:: TASK REQUIREMENTS ::
Among the records that follow, set down only the lines from the one containing "ChrisDufourMB: We may" to the one containing "ChrisDufourMB: How are we using the lockfile?", both included, exactly.
═══ WORKING DATA
PR #153, opened 2025-05-08
Support deno 2.x+ 

hardy613:
**Description**

Fixes various issues with engine upgrades, mainly adds support for deno 2.x+ and keeps deno 1.x support with node 22 support

When deno 2.x is merged we should also make that the requirement for tests in place of deno 1.x tests.

- support deno 2.x+
- support node 22
- add typescript hints for overrides
- `catch(e)` where `e` is now `unknown` previously `any`
- adds `-c tsconfig.json` option to ci/cd commands
- fmt's all the codes
- updates codeQL engine to v3
- add member accessor

**Things to look at**

- [x] Test coverage
- [x] Code Style


CHANGELOG.md
```diff
@@ -6,6 +6,19 @@ The format is based on [Keep a Changelog](https://keepachangelog.com/en/1.0.0/),
 and this project adheres to
 [Semantic Versioning](https://semver.org/spec/v2.0.0.html).
 
+## [v2.1.0] - 2025-05-08
```
WillForrestMindBridge, line 9: If I redo Issue #151, and point it at this branch, would I be able to slip it into the 2.1.0 release so I don't have to do a 2.1.1 release soon after?

If you want this out sooner, that's cool too.

polymorphic_test.ts
```diff
@@ -20,14 +20,14 @@ test({
...
-    class Test extends Serializable {
-    }
+    class Test extends Serializable {}
 
     try {
       polymorphicClassFromJSON(Test, {});
 
       fail("polymorphicClassFromJSON did not error with no context");
     } catch (e) {
+      assert(e instanceof Error);
```
WillForrestMindBridge, line 30: 👍

polymorphic_test.ts
```diff
@@ -210,13 +206,13 @@ test({
     class TestClass extends AbstractClass {
       @SerializeProperty("class")
       @PolymorphicSwitch(() => new TestClass(), "TestClass")
-      public [symbol]: string;
+      public [symbol]!: string;
```
WillForrestMindBridge, line 209: Is this a `definite assignment` out in the wild? [typescript doc](https://www.typescriptlang.org/docs/handbook/release-notes/typescript-2-7.html#definite-assignment-assertions)

.github/workflows/ts_serialize_release.yml
```diff
@@ -25,17 +25,17 @@ jobs:
           deno-version: ${{ matrix.deno }}
 
       - name: Deno lint
-        run: deno lint
+        run: deno lint -c tsconfig.json
```
hardy613, line 28: thanks @WillForrestMindBridge

WillForrestMindBridge (dismissed):
LGTM

CHANGELOG.md
WillForrestMindBridge: EDIT* I can probably get this done by tomorrow, just have to switch contexts

hardy613: slipping it in to 2.1.0 works for me, thanks!

polymorphic_test.ts
hardy613: if you don't have `!` then tsc expects a value at definition or in the constructor, this class did neither (and doesn't need to set it) so we can use `!` to let tsc know it'll be set when we use it.

hardy613: FYI this is super helpful with `Maps`

```ts
const map = new Map<number, number>();
map.set(1,1);
const value = map.get(1)!; //this `!` means is guaranteed to be set
```

WillForrestMindBridge (approved):

ms1111 (approved):
Looks good!

PR #155, opened 2025-05-08
fixes #151

### LINKED ISSUE #151: [BUG] - Nested objects cannot be serialized if they are set to null

WillForrestMindBridge:
**Description**

### Issues fixed ###
See issue #151 

Issue 151
- Allow the fromSerializable strategy to return the primitive null value instead of having a null pointer exception.
  - We expect to send null in the request.
- Undefined is protected at the level above, which makes sense, as we don't want to send it over the wire. No changes to be made in that case.

**Things to look at**

- [x] Test coverage
- [x] Code Style

### DIFF
--- a/.github/CONTRIBUTORS.md
+++ b/.github/CONTRIBUTORS.md
@@ -7,3 +7,4 @@
 - [@rgrosset](https://github.com/rgrosset) :shipit:
 - [@ms1111](https://github.com/ms1111) :eyes:
 - [@khan-saim](https://github.com/khan-saim)
+- [@WillForrestMindBridge](https://github.com/WillForrestMindBridge)
--- a/strategy/to_json/from_serializable.ts
+++ b/strategy/to_json/from_serializable.ts
@@ -9,6 +9,8 @@ export function fromSerializable(): ToJSONStrategy {
     if (Array.isArray(value)) {
       return value.map((item) => item.tsSerialize());
     }
-    return value.tsSerialize();
+    // Objects can be null, return them without further serialization.
+    // Double cast required to return a JSONValue
+    return value ? value.tsSerialize() : value as null as JSONValue;
   };
 }
--- a/strategy/to_json/from_serializable_test.ts
+++ b/strategy/to_json/from_serializable_test.ts
@@ -44,6 +44,33 @@ test({
 });
 
 test({
+  name:
+    "fromSerializable - arrays of nested objects with an object set to null",
+  fn() {
+    class Test1 extends Serializable {
+      @SerializeProperty("nested_property")
+      public serializeMe = 999;
+    }
+    class Test2 extends Serializable {
+      @FromSerializable("outer_property")
+      public nested: Test1[] | null = [new Test1()];
+    }
+
+    class Test3 extends Serializable {
+      @FromSerializable("outer_outer_property")
+      public nested2: Test2[] | null = [new Test2()];
+    }
+    const testObj = new Test3();
+    testObj.nested2 = null;
+
+    assertEquals(
+      testObj.toJSON(),
+      `{"outer_outer_property":null}`,
+    );
+  },
+});
+
+test({
   name: "fromSerializable - single serializable objects",
   fn() {
     class Test1 extends Serializable {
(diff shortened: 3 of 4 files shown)


WillForrestMindBridge:
@hardy613  I was going to push this branch onto your remote fork, but github didn't let me. Nothing can ever be simple right?

I've added the 151 fix onto your changes.

hardy613:
That makes sense, the order will be to merge mine, then this should clean up to only what is needed to fix #151 and we can merge it, then @ChrisDufourMB can release

hardy925:
Did you add yourself to the contributors.md file? You should. Reporting and fixing a bug is great work. Thanks again Will.

hardy613:
This PR is a child of #153 the bulk of the specific change Will is making is in the commit [08f2aa2e](https://github.com/GameBridgeAI/ts_serialize/pull/155/commits/08f2aa2eeed11a0c5483d948f3d1d35a93c34de6)

strategy/to_json/from_serializable.ts
```diff
@@ -8,6 +8,10 @@ export function fromSerializable(): ToJSONStrategy {
   return (value: Serializable | Serializable[]): JSONValue => {
     if (Array.isArray(value)) {
       return value.map((item) => item.tsSerialize());
+    } else if (value === null) {
+      // Objects can be null, return them without further serialization.
+      // Double cast required to return a JSONValue
+      return value as null as JSONValue;
     }
     return value.tsSerialize();
```
hardy613: Hmm, I don't think we need the `else if`, it could be another `if`, this is because the above `if` `return`'s and exits anyways so an `else` is not needed. I am also thinking about something like `return value ? value.tsSerialize() : value;`

what are your thoughts? Nice comments to btw!

strategy/to_json/from_serializable_test.ts
```diff
@@ -43,6 +43,33 @@ test({
   },
 });
 
+test({
+  name:
+    "fromSerializable - arrays of nested objects with an object set to null",
+  fn() {
+    class Test1 extends Serializable {
+      @SerializeProperty("nested_property")
+      serializeMe = 999;
```
hardy613: NIT: if we happen to go back for code changes in the PR could we add `public ` to these members, only for consistency, again it's not a blocker.

.github/CONTRIBUTORS.md
```diff
@@ -7,3 +7,4 @@
 - [@rgrosset](https://github.com/rgrosset) :shipit:
 - [@ms1111](https://github.com/ms1111) :eyes:
 - [@khan-saim](https://github.com/khan-saim)
+- [@WillForrestMindBridge](https://github.com/WillForrestMindBridge)
```
hardy613, line 10: :fire:

hardy613 (commented):
:+1: 

should fix #151, thanks!

strategy/to_json/from_serializable_test.ts
WillForrestMindBridge: I have it open still, 1 second...

strategy/to_json/from_serializable.ts
WillForrestMindBridge: Sure

WillForrestMindBridge:
Squashed the PR changes, so fix 151 is still a single commit.

strategy/to_json/from_serializable.ts
WillForrestMindBridge: 😅 

I changed to

```
    return value ? value.tsSerialize() : value as null as JSONValue;
```

strategy/to_json/from_serializable.ts
```diff
@@ -9,6 +9,8 @@ export function fromSerializable(): ToJSONStrategy {
     if (Array.isArray(value)) {
       return value.map((item) => item.tsSerialize());
     }
-    return value.tsSerialize();
+    // Objects can be null, return them without further serialization.
+    // Double cast required to return a JSONValue
+    return value ? value.tsSerialize() : value as null as JSONValue;
```
hardy613, line 14: this works too, the comments are what really helps us here, so thanks again for those.

hardy613 (dismissed):
LGTM - let's get #153 in first though

hardy613 (approved):
Thanks @WillForrestMindBridge !

PR #157, opened 2025-05-09
fixes #156 DNT builds broken

### LINKED ISSUE #156: [BUG] - DNT builds not working
**Describe the bug** A clear and concise description of what the bug is.

1. run `$ ./_build_npm.ts -v v0.0.0-test -e ./mod.ts -o ./dist`
2. see error 

Image

**Expected behaviour** A clear and concise description of what you expected to
happen.

**Additional context** Add any other context about the problem here.

hardy613:
**Description**

Builds for node didn't output locally - Use JSR with a deno.json and deno.lock file. Use the new shiny standard library for JavaScript via JSR. 

fixes #156 

- 100% test coverage
- use deno `task` for tasks
- test use the `Deno.test` function for shimmed tests with DNT
- add deno.json
- add deno.lock
- remove test_deps.ts and test_deps_test.ts
- add jsr:@std/assert
- add jsr:@std/cli
- add jsr:@deno/dnt
- remove `const` from type `T` defs in polymorphic 
image
- remove `cmd` from `--allow-run` option

**Things to look at**

- pull the branch and run `$ ../_build_npm.ts -v v0.0.0-test -e ./mod.ts -o ./dist` and observe a complete build


polymorphic.ts
```diff
@@ -204,7 +204,7 @@ function resolvePolymorphicSwitch(
 /** Uses either the polymorphic resolver or the polymorphic switch resolver to determine the
  * appropriate class, then deserialize the input using Serializable#fromJSON, returning the result
  */
-export function polymorphicClassFromJSON<const T extends Serializable>(
```
WillForrestMindBridge, line 207: to be fair, const in a generic kinda feels funky, not surprised the compiler doesn't like it.

What I am suprised about is it works on github, but not locally with that command.

_build_npm.ts
```diff
@@ -94,5 +94,6 @@ try {
   await Deno.copyFile("README.md", `${flags.o}/README.md`);
   await Deno.copyFile("CHANGELOG.md", `${flags.o}/CHANGELOG.md`);
 } catch (e) {
-  printHelpText(e.message);
+  const { message } = e instanceof Error ? e : { message: `${e}` };
```
WillForrestMindBridge, line 99: 👍

WillForrestMindBridge (dismissed):

deno.json
```diff
@@ -0,0 +1,10 @@
+{
+  "imports": {
+    "@deno/dnt": "jsr:@deno/dnt@^0.42.1",
+    "@std/assert": "jsr:@std/assert@^1.0.13",
+    "@std/cli": "jsr:@std/cli@^1.0.17"
+  },
+  "compilerOptions": {
+    "experimentalDecorators": true
+  }
```
hardy613: tsconfig.json is not needed now!!

deno.json
```diff
@@ -0,0 +1,10 @@
+{
+  "imports": {
+    "@deno/dnt": "jsr:@deno/dnt@^0.42.1",
+    "@std/assert": "jsr:@std/assert@^1.0.13",
+    "@std/cli": "jsr:@std/cli@^1.0.17"
```
hardy613, line 5: jsr is superacool

`@std` is amazing to have. node supports it now too

deno.lock
hardy613, line 1: hello darkness my old friend

polymorphic.ts
hardy613: not sure it would work as well as this would enforce[ runtime generic member types ](https://xebia.com/blog/typescript-5-0-and-the-new-const-modifier-on-type-parameters/)

serialize_property.ts
```diff
@@ -54,7 +54,7 @@ interface SerializePropertyArgumentObject {
 export function SerializeProperty(
   args?: string | SerializePropertyArgument,
 ): PropertyDecorator {
-  return function (target: unknown, propertyName: string | symbol): void {
+  return (target: unknown, propertyName: string | symbol): void => {
```
hardy613, line 57: went back to legacy decorators [see our discussion](https://github.com/GameBridgeAI/ts_serialize/discussions/158)

tsconfig.json
hardy613, line 1: :wave:

test_deps_test.ts
hardy613, line 1: :wave:

test_deps.ts
hardy613, line 1: :wave:

hardy613 (commented):
@PizzaCatKing @ms1111 @WillForrestMindBridge 

I added jsr packages and fixed DNT issues, I would love for this package to also be added to the [JSR](https://jsr.io/) as well. We will also need to update the required tests to be the v2 ones now as [v1 is not supported](https://github.com/GameBridgeAI/ts_serialize/blob/develop/SECURITY.md).

deno.json
WillForrestMindBridge: Do we want experimentalDecorators on again?

What it offers changes release by release.

We could try targeting `ES7` which would be pretty stable and we wouldn't have to worry for a while.

hardy613: see the discussion https://github.com/GameBridgeAI/ts_serialize/discussions/158

WillForrestMindBridge:
Is there anything that has to be done with the v1 tests on the github side of things?

I see them on the pr, as never running.

hardy613:
@ChrisDufourMB bump plz

hardy613:
> Is there anything that has to be done with the v1 tests on the github side of things?
> 
> I see them on the pr, as never running.

yea, e need to delete them and use the v2 tests as the required, the reason is noted, but v5 of deno.lock is not supported by v1 of deno

_build_npm.ts
```diff
@@ -1,9 +1,9 @@
-#!/usr/bin/env -S deno run --allow-env --allow-read --allow-write --allow-run=npm,cmd --allow-net=deno.land
+#!/usr/bin/env -S deno run --allow-env --allow-read --allow-write --allow-run=npm --allow-net=deno.land,jsr.io
```
ChrisDufourMB: We may want to consider being even more strict with `--allow-net`. From what I see the argument allows you to specify specific jsr dependancies:
`--allow-net jsr:@std/http/file-server` (got this from the `deno compile --help` docs).

The current restrictions may allow other unknown dependancies from the same repo to do their evil deeds or whatever, though this may be mitigated by the lockfile.

This isn't mentioned in the deno docs though... further investigation may be required...

deno.lock
```diff
@@ -0,0 +1,25 @@
+{
+  "version": "5",
```
ChrisDufourMB: How are we using the lockfile?

From what I understand having a lockfile in deno only prevents changes to the provided modules, as you would expect. We can go further though and make the lockfile frozen, which would prevent modules from updating in place on install, unless explicitly called with `--frozen=false`, which will update the lockfile. This may be preferrable in a CI environemnt. I'm not super familliar with this though, so that's here may be good.

I also tried running `deno install`, which went ahead and updated the lockfile, but also added all the sub-dependances for the dependancies, which weren't there before. Specifically the dependancies for `@deno/dnt` and some others were added.

Can you please explain what you envision the process of updating the dependancies will be if, for example, a new version of `@std/cli` is released and we would like to update to it?

ChrisDufourMB (commented):
Thanks for all of this!

Looked though the tests and everything looks good, only have a few comments about the npm build script and the lockfile.

_build_npm.ts
hardy613: sounds good. 

I'll leave a more detailed comment on these files and changes, but locking down the script to known imports instead of the whole Javascript registry is a good idea :facepalm: I should have thought of that.

deno.lock
hardy613: > How are we using the lockfile?

Really we shouldn't because we describe ourselves as `zero deps`, however, we use three modules. One from `@deno` and two from `@std`. All imports are only used for testing/CI/CD.

```json
{
  "imports": {
    "@deno/dnt": "jsr:@deno/dnt@^0.42.1",
    "@std/assert": "jsr:@std/assert@^1.0.13",
    "@std/cli": "jsr:@std/cli@^1.0.17"
  }
}
```
- `@deno/dnt` is used within our `_build_npm.ts`, this module transposes deno to node
- `@std/cli` is also used in `_build_npm.ts`, `parseArgs()` for cli options
- `@std/assert` is used for `_test.ts` files

Each module reference was added with `deno add <reference>` we could also use `jsr:@std/assert` directly as an import, but this also creates the lock file.

I saw the `--frozen` option but did not build a snowman with Elsa. If we continue with a lock file we can add that as well!

From the docs we can add to `deno.json`.
```json 
{
    "lock": false
}
```
This would cause deno to skip the integrity checks when downloading the modules on a new machine, but then also allow v1 support. Thinking about the impact, I don't think in production there would be any, only for development. the deno module is zero deps and the npm module is pre-compiled. 

I should have RTFM'd a little more before going wild with the new bells and whistles.

If it makes sense with you to add the `"lock": false` option to `deno.json` I'll just do that and scrub the `deno.lock` from the github cache.

Let me know your thoughts.

hardy613:
@ChrisDufourMB :pray: thanks for the detailed review. Apologies it took an extra day or two to get back to you. The questions you are asking caused me to go back to the docs as well. These features are new-ish with deno and I was learning as I went pulling references from my experience with NPM's lock file management which is why I committed it. 

I left responses, I think we have a way forward, but I'll hold for your thoughts. I like the idea of dropping the lock file all together on this project as production code is zero dependencies. 

Thanks again for taking the time to leave an awesome review.

Cheers :taco: :taco: :taco: :clock630:

_build_npm.ts
hardy613: I tried this and it did not work. 

image


further reading of the docs, `jsr.io` is enabled by default. seems like [a trusted list exists](https://docs.deno.com/runtime/fundamentals/security/): 

    https://deno.land/
    https://jsr.io/
    https://esm.sh/
    https://raw.githubusercontent.com
    https://gist.githubusercontent.com

.github/workflows/ts_serialize_tests.yml
```diff
@@ -30,17 +30,23 @@ jobs:
...
+        run: deno task test:coverage
+
+      - name: Generate coverage report
+        run: deno task test:coverage:report
+
+      - name: Coverage report
+        uses: VeryGoodOpenSource/very_good_coverage@v2
+        with:
+          path: "./coverage/lcov.info"
+          min_coverage: 100
```
hardy613, line 71: :100:

.github/workflows/ts_serialize_tests.yml
```diff
@@ -30,17 +30,23 @@ jobs:
...
-        run: deno fmt --check -c tsconfig.json
+        run: deno task fmt --check
         if: matrix.os != 'windows-latest'
 
-      - name: Cache dependencies
-        run: deno cache test_deps.ts
-
       - name: Deno test
-        run: deno test --doc -c tsconfig.json
+        run: deno task test:coverage
```
hardy613, line 62: `task` uses deno.json auto discovery

strategy/utils.ts
```diff
@@ -7,10 +7,15 @@ export type NewSerializable<T> = T & (new () => Serializable);
...
-  } else if (isFunctionSerializable(type)) {
-    return type();
+  } else if (!isNewableType && isFunctionSerializable(type)) {
+    const instance = type();
+    if (instance instanceof Serializable) {
+      return instance;
+    }
   }
+
   throw new Error(ERROR_GET_NEW_SERIALIZABLE_SERIALIZABLE_NOT_RETURNED);
```
hardy613, line 20: actually fixed a bug where the error was never reached, thanks test coverage!

strategy/utils_test.ts
```diff
@@ -39,3 +39,23 @@ test({
...
+      fail("Expected getNewSerializable error to be thrown");
+    } catch (e) {
+      assert(e instanceof Error);
+      assertEquals(
+        e.message,
+        ERROR_GET_NEW_SERIALIZABLE_SERIALIZABLE_NOT_RETURNED,
+      );
+    }
+  },
+});
```
hardy613, line 61: 100% coverage

hardy613 (commented):
@ChrisDufourMB i went ahead and made the changes

hardy613:
Okie doke, I think I got it all now, v1 tests, v2 tests++, hopefully when v3 is out it won't affect ci as much.

strategy/to_json/from_serializable.ts
```diff
@@ -5,12 +5,10 @@ import { ToJSONStrategy } from "../compose_strategy.ts";
...
 /** serialize data using `tsSerialize` on a subclass Serializable type */
 export function fromSerializable(): ToJSONStrategy {
-  return (value: Serializable | Serializable[]): JSONValue => {
+  return (value: Serializable[] | null): JSONValue => {
     if (Array.isArray(value)) {
       return value.map((item) => item.tsSerialize());
     }
-    // Objects can be null, return them without further serialization.
-    // Double cast required to return a JSONValue
-    return value ? value.tsSerialize() : value as null as JSONValue;
```
hardy613, line 14: turns out this is never reached as `toPojo(serializable)` will be recursive on `Serializable`'s

SECURITY.md
```diff
@@ -4,11 +4,20 @@ Below is a table of supported versions.
...
 | ------- | ------------------ |
 | 2.x     | :white_check_mark: |
 | 1.x     | :x:                |
 
+### Deno
+
+| Version | Supported          |
+| ------- | ------------------ |
+| 2.x     | :white_check_mark: |
+| 1.x     | :white_check_mark: |
```
hardy613, line 19: feels good

_build_npm.ts
```diff
@@ -48,13 +47,16 @@ if (flags.h) {
...
+
 try {
   await emptyDir(flags.o);
 
   await build({
+    importMap: "./deno.json",
     entryPoints: [flags.e],
     outDir: flags.o,
-    compilerOptions: { target: "ES2021" },
+    compilerOptions: { lib: ["ESNext"], experimentalDecorators: true },
```
WillForrestMindBridge, line 59: I always get a little unnerved when the target is unnumbered like "ESNext".

When does ESNext stop 😂?

strategy/to_json/from_serializable.ts
WillForrestMindBridge: ⚠️ 

Is an array of nulls possible now? Should we write a test to check that case?

Eg.

```
value = [null,null,null,null]
```

I suppose that was always possible, just noticing now that you've cleaned up a bit.

_build_npm.ts
hardy613: image


yea without it the npm build fail missing types on Sets and ErrorOptions

strategy/to_json/from_serializable.ts
hardy613: :100: nice catch, adding the test found a bug, it's fixed now and we will support this request next release, thanks @WillForrestMindBridge

strategy/to_json/from_serializable_test.ts
```diff
@@ -122,3 +122,28 @@ test({
     );
   },
 });
+
+Deno.test({
```
WillForrestMindBridge, line 126: Nice 👍

WillForrestMindBridge (approved):
The othes may be a while before they get to review. They are extremely busy until end of month.

I look forward to trying out tsSerialize v2 in a bigger project.

hardy613:
@ChrisDufourMB bump please.

ChrisDufourMB (approved):

PR #165, opened 2025-07-07
JSR readiness

hardy613:
**Description**

TBA - This PR is part of a larger discussion about how and where we publish this repo. 

https://jsr.io/


hardy925:
@ms1111 I see you're in the repo lately. Could I get your thoughts here on JSR? IF we keep distributing to NPM could we also add JSR - @ChrisDufourMB followed up about it and I hear MB devs didn't want to move away from NPM - which I get, but if we keep NPM publishing there is no need to say no to also publishing on JSR (a superset of NPM)

Thanks in advance.

ms1111:
I took a read through the JSR docs today and I liked that they started out with OAuth based publishing (trusted publishing). I also like that you can register a scope and delegate it to a few GitHub users.

Let me ask some questions on my end to see if there would be any problems with publishing to JSR. I might need a week or two.

.github/workflows/publish.yml
```diff
@@ -0,0 +1,25 @@
...
+      - uses: actions/checkout@v4
+      # using npx to avoid needing to install deno
+
+      # --dry-run is used to avoid publishing the
+      # module until we can figure out how to handle
+      # the jsr.io publishing with the @gamebridge account admin.
+
+      # When we decide to publish to JSR we'll need to rename the
+      # module to @gamebridge/serialize or something similar
+      # because `_` is not allowed in module names.
```
ms1111, line 24: Oh, that's interesting.

.github/workflows/ci.yml
```diff
@@ -70,12 +44,6 @@ jobs:
...
-        uses: actions/setup-node@v1
-        with:
-          node-version: 22
-          registry-url: https://registry.npmjs.org/
-
-      - name: Build and test NPM module
-        run: deno task build
+      - name: Publish module to jsr.io
+        run: deno publish --dry-run
         if: matrix.os == 'ubuntu-latest'
```
ms1111, line 49: Could we publish to both jsr and npm? Is that a typical thing to do?

.github/workflows/publish.yml
hardy613: yeaa! Man it was a gut punch to hear that

.github/workflows/ci.yml
hardy613: It is pretty normal to publish to both. NPM adoption is important, and JSR is described as a superset of NPM.

hardy613: Although in my eagerness, I removed NPM publish, I can easily put it back

hardy925:
Hey @ms1111, I hope things are well.

Any further news on JSR adoption?

PR #166, opened 2025-09-26
Configure GitHub/npmjs trusted publishing

ms1111:
**Description**

npm added Trusted Publishing a few months back. It uses OpenID Connect to manage an automatically rotated token between GitHub and npmjs.

Given recent attacks on the npm ecosystem, I'd like to adopt this. I've set up the link on the npmjs side following the docs at https://docs.npmjs.com/trusted-publishers

- When publishing to NPM, use the Trusted Publishing token instead of the static NPM token.

**Things to look at**

- [ ] Test coverage
- [ ] Code Style

### DIFF
--- a/.github/workflows/ts_serialize_release.yml
+++ b/.github/workflows/ts_serialize_release.yml
@@ -6,6 +6,11 @@ on:
   push:
     tags: ["v*.*.*"]
 
+# OIDC setup for trusted publishing
+permissions:
+  id-token: write
+  contents: read
+
 jobs:
   test:
     runs-on: ${{ matrix.os }}
@@ -76,9 +81,10 @@ jobs:
           draft: false
           prerelease: false
 
+      - name: Update npm to 11.5.1 or later for trusted publishing
+        run: npm install -g npm@latest
+
       - name: Deploy to NPM
         run: |
           cd dist
           npm publish --access public
-        env:
-          NODE_AUTH_TOKEN: ${{secrets.NPM_TOKEN}}


hardy925 (approved):
Great! thanks for the contribution @ms1111 

> Given recent attacks on the npm ecosystem

I am familiar with these. Unfortunately this will not fix the type of supply chain attack both of these CVEs start from (both attacks from the same team BTW)

The first attack was done via NX scripts and they got 5 whole cents! https://www.securityalliance.org/news/2025-09-npm-supply-chain

the second was from tinycolor and was much worse because it would infect your CI and spread to other packages that way: https://www.ox.security/blog/npm-2-0-hack-40-npm-packages-hit-in-major-supply-chain-attack/

Either way in both attacks a newly update patch was made in a way to be leverage npms `~` and `^` and how developers manage their packages. Remember my time working together I proclaimed we needed to `pin` our packages to the exact version we want to use. This is the exact reason why. It is more work and requires regular maintenance to stay up-to-day, but it's the most secure way as patches are not silently consumed.

Our build uses no imports (zero deps baaaaabyyyyy!) However in tests we make uses of JavaScripts standard library hosted on JSR

Then in the script to make the NPM build we use a deno package DNT - all our devDeps in the `deno.json` file:
```json
{
  "imports": {
    "@deno/dnt": "jsr:@deno/dnt@^0.42.1",
    "@std/assert": "jsr:@std/assert@^1.0.13",
    "@std/cli": "jsr:@std/cli@^1.0.17"
  },
  //...
}
```

These are what this repo in particular needs to watch out for, but given it is three imports and two are from the `JS @std` library, it's reasonable to manage. 

Again thanks @ms1111, this is a welcome change.

hardy925:
@ms1111 I am realizing that we didn't `pin` package in this repo so tech we are still open to a supply chain attack. If you're hungry for more code, updating the packages to be pinned would be awesome. 

A changelog.md entry for this would also be welcome.

ms1111:
Hey, thanks @hardy925 ! I can take a look at pinning those three deps in deno.json.

ms1111:
@hardy925 Let me actually see if I can do that in a separate pull request, just in case it gets gnarly - I'm going to set `lock` to true, and I don't really know what I'm doing with deno yet.

hardy925:
> @hardy925 Let me actually see if I can do that in a separate pull request, just in case it gets gnarly - I'm going to set `lock` to true, and I don't really know what I'm doing with deno yet.

yea sounds good to me! thanks @ms1111

hardy613 (approved):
══════
:: WRITTEN SOLUTION ::
ChrisDufourMB: We may want to consider being even more strict with `--allow-net`. From what I see the argument allows you to specify specific jsr dependancies:
`--allow-net jsr:@std/http/file-server` (got this from the `deno compile --help` docs).

The current restrictions may allow other unknown dependancies from the same repo to do their evil deeds or whatever, though this may be mitigated by the lockfile.

This isn't mentioned in the deno docs though... further investigation may be required...

deno.lock
```diff
@@ -0,0 +1,25 @@
+{
+  "version": "5",
```
ChrisDufourMB: How are we using the lockfile?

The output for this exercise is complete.